Instructions to follow. Given the entries that follow, write out exactly the lines starting at the one containing "-use std::collections::HashSet;" and ending at the one containing "propagated through the", both ends included, and only those.

*** Begin section ***

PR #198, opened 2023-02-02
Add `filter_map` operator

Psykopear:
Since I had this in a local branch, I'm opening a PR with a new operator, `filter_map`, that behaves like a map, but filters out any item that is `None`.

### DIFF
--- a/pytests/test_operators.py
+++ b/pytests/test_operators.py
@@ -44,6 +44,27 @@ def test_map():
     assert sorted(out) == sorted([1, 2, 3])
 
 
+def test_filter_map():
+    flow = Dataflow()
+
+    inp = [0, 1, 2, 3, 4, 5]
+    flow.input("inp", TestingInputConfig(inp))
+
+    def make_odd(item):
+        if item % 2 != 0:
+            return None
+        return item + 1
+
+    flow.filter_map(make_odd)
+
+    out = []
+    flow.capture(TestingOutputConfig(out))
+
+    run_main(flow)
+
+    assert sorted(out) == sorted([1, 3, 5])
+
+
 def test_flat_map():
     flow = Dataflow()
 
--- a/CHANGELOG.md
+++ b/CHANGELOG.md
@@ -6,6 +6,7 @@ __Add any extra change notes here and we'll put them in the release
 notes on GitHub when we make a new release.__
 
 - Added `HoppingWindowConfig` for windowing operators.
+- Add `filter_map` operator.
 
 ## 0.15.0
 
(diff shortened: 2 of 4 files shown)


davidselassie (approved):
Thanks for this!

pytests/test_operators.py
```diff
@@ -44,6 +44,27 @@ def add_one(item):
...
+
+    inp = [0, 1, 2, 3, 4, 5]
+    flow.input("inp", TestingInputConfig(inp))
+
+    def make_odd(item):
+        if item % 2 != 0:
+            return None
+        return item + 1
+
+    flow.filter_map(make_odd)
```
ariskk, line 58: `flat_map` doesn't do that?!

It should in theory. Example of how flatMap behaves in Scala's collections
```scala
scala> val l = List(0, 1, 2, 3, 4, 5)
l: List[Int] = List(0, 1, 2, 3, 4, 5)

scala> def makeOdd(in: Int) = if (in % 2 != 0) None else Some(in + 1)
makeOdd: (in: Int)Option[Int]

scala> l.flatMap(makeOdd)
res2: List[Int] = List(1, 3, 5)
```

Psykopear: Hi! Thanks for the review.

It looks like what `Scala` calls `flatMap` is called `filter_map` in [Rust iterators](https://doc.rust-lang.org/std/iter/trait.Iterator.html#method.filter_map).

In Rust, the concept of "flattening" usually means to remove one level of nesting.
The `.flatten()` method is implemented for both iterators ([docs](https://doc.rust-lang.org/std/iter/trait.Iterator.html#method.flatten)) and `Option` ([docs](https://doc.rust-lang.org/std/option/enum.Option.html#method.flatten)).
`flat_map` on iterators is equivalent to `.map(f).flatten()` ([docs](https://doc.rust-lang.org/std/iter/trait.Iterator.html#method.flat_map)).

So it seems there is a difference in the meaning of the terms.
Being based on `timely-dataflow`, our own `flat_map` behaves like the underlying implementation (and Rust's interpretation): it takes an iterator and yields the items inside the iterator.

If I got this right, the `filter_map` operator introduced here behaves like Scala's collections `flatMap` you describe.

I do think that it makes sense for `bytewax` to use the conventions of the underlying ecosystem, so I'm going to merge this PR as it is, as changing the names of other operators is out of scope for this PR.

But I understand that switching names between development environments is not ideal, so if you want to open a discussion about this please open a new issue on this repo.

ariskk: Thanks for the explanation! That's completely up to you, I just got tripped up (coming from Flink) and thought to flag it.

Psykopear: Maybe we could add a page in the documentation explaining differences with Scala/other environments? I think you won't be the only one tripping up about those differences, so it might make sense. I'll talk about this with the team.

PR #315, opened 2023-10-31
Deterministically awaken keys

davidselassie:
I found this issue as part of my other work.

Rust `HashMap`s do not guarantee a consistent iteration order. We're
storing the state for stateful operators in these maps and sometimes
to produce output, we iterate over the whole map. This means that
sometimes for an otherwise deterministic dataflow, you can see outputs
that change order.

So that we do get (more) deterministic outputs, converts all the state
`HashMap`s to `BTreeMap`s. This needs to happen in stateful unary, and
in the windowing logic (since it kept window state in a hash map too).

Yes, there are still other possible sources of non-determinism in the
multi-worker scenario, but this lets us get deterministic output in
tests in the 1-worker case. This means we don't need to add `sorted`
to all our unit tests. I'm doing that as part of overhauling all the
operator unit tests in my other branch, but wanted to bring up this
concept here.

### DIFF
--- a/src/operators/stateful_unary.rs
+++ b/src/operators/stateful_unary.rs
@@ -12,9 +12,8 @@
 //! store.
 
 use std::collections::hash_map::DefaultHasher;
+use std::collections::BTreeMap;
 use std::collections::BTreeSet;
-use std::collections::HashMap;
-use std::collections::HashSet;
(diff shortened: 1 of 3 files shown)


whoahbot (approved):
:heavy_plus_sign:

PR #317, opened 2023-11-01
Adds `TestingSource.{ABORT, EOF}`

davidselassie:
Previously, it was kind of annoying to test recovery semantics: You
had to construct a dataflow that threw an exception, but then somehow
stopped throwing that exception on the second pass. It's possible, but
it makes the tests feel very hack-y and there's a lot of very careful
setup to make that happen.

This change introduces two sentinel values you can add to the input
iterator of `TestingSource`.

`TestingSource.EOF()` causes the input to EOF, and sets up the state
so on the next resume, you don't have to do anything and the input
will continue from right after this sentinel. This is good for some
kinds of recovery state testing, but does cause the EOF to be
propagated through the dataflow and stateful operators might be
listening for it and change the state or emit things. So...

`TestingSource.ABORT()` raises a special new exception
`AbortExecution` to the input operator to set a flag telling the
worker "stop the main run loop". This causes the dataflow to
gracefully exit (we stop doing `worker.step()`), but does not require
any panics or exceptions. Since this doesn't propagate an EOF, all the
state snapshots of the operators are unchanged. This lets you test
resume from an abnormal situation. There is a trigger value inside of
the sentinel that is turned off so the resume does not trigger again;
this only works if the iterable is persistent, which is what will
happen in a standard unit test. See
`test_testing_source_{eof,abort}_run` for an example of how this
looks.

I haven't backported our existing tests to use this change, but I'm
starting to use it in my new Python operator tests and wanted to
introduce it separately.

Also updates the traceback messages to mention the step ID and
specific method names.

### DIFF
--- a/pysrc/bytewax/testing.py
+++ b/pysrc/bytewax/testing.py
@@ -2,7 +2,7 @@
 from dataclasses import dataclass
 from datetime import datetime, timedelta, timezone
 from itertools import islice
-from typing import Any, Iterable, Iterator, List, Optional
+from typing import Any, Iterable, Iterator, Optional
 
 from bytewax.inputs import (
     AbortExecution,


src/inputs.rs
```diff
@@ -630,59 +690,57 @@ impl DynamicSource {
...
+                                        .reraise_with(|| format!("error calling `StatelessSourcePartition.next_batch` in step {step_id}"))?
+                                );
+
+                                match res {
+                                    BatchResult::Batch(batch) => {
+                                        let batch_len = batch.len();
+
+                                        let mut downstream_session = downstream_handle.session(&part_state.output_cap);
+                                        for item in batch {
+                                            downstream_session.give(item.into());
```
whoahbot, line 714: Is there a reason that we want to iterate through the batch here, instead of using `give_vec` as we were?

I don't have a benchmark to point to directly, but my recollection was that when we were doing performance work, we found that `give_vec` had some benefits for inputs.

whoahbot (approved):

*** End section ***

Output.
-use std::collections::HashSet;
(diff shortened: 1 of 3 files shown)


whoahbot (approved):
:heavy_plus_sign:

PR #317, opened 2023-11-01
Adds `TestingSource.{ABORT, EOF}`

davidselassie:
Previously, it was kind of annoying to test recovery semantics: You
had to construct a dataflow that threw an exception, but then somehow
stopped throwing that exception on the second pass. It's possible, but
it makes the tests feel very hack-y and there's a lot of very careful
setup to make that happen.

This change introduces two sentinel values you can add to the input
iterator of `TestingSource`.

`TestingSource.EOF()` causes the input to EOF, and sets up the state
so on the next resume, you don't have to do anything and the input
will continue from right after this sentinel. This is good for some
kinds of recovery state testing, but does cause the EOF to be
propagated through the dataflow and stateful operators might be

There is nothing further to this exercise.